4. John Calvin lived out what he preached and taught.

Sadly, most do not know of the things mentioned above but only know of John Calvin in relationship to the doctrine of predestination (God sovereignly controls and pre-determines all events of this world and human life, even salvation). Of those who have actually read what he writes concerning predestination, very few know how he lived out those beliefs.

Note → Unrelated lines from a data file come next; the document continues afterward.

PR #253, opened 2026-03-28
fix(kobo-sync): use KoboSpan for progress sync

alexhb1:
## Description

This PR migrates to the use of KoboSpan data for progress tracking between Grimmory and Kobo. The existing implementation didn't work for two-way progression sync and failed to do anything other than show a dummy percentage figure in the Nickel menu. This new approach maps existing EPUB percentage + CFI data to a KoboSpan position within the sent KEPUB file, as well as the reverse to update Grimmory with accurate positioning.

Approx +1195 lines is production code (Most of this is heavily inspired by Komga for a tried and tested approach), another +1035 lines of added tests. 

**Linked Issue:** Fixes #36

## Changes

- New services for managing this KoboSpan based tracking: `KoboSpanMapExtractionService`, `KoboSpanMapService`, `KoboBookmarkLocationResolver`, `KoboReadingStateBuilder`, `KoboReadingStateService`, `CfiConvertor`. Exact behavior is largely similar to other projects which implement robust Kobo Sync support. 
- New `kobo_span_map` table that caches the extracted span map per book file, invalidated automatically via file hash when a book is re-imported
- New content_source_progress_percent column on `user_book_file_progress` to store progress from external sources 
- Two-way sync: web reader progress (CFI + percentage) is translated to a KoboSpan bookmark for the device, and Kobo progress is translated back to a percentage+CFI usable by Grimmory. Freshest data is used for the latest position, Kobo timestamp is determined from the moment the book is closed, not from the moment it is synced which could be some time later. 
- Batch path in `KoboEntitlementService` pre loads the span maps
- Fallback chain for position resolution. Tries CFI first, then chapter href, then global progress percentage
- Bumps the Kobo sync batch size for performance (5 -> 100)

I'm reasonably happy with the actual guts of the code, nothing here is reinventing what's already done elsewhere, but @balazs-szucs would appreciate a look at the database/migration pieces and whether that's up to scratch. It works fine but not sure if there's a better way to do this in-line with what you're working on. 

## Verification
Tested live with a Kobo Libra Colour to confirm full two-way position syncing is working, freshest data is used, and to the best of our ability the exact book position is translated between percentage+CFI and KoboSpan forms. Updates in both directions are also instant. 

Full backend + frontend tests ran and passed, including new tests. 

## Summary by CodeRabbit

* **New Features**
  * Span-map extraction, persistence and precise Kobo span-based bookmark resolution for more accurate bookmarks.

* **Improvements**
[...]

PR #859, opened 2026-04-25
fix(reader): fix kobo progress race + apply in-chapter progress

alexhb1:
## Description

Fixes a web reader race regression with Kobo sync (mentioned in #253), where Kobo-sourced in-chapter progress was not restored in the EPUB reader. This helps deal with Foliate's internal eagerness to emit `relocate` before all data is ready. 

## Changes

- Restores saved EPUB position through a dedicated initial restore path
- Navigates to the saved chapter href, then applies the in-chapter fraction from `contentSourceProgressPercent`
- Retries briefly while Foliate section data is still settling, then falls back to normal progress handling

## Release Notes

* **Bug Fixes**
  * Improved reliability when restoring your last reading position in ebooks with automatic retry capability for cases where the saved position cannot be immediately recovered
  * Enhanced progress tracking during navigation within ebook chapters
  * Better state management and memory optimization during reader sessions and shutdown


balazs-szucs (approved):
Works well, also

Thank you!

John Calvin had three children of his own. All of them died shortly after they were born. His first son, Jacques lived the longest, he was two weeks old before he died. When he died, Calvin wrote a letter to his friend Viret about it. In it he says, “The Lord has certainly inflicted a severe and bitter wound in the death of our baby son. But He is Himself a Father and knows best what is good for his children.” This is simply astonishing. So many today want to dismiss predestination because of experiences of suffering and evil. Not Calvin. In the cup of bitterness he drank in deep the assurance that in God’s goodness he planned even that horrific experience. In the hour of my own suffering may turn from the clear teaching of Scripture concerning predestination, but may I too firmly grip the grace of knowing that nothing happens that God in his wisdom does not determine to be.


I have been blessed so much by my friend, John Calvin. He gives me a vision for a different type of life…one more committed to Christ, more sacrificial and hard working, more confident of God’s power, and more passionate to see the gospel proclaimed and received. It’s my prayer that this little reflection in a blog would inspire and impassion you as well.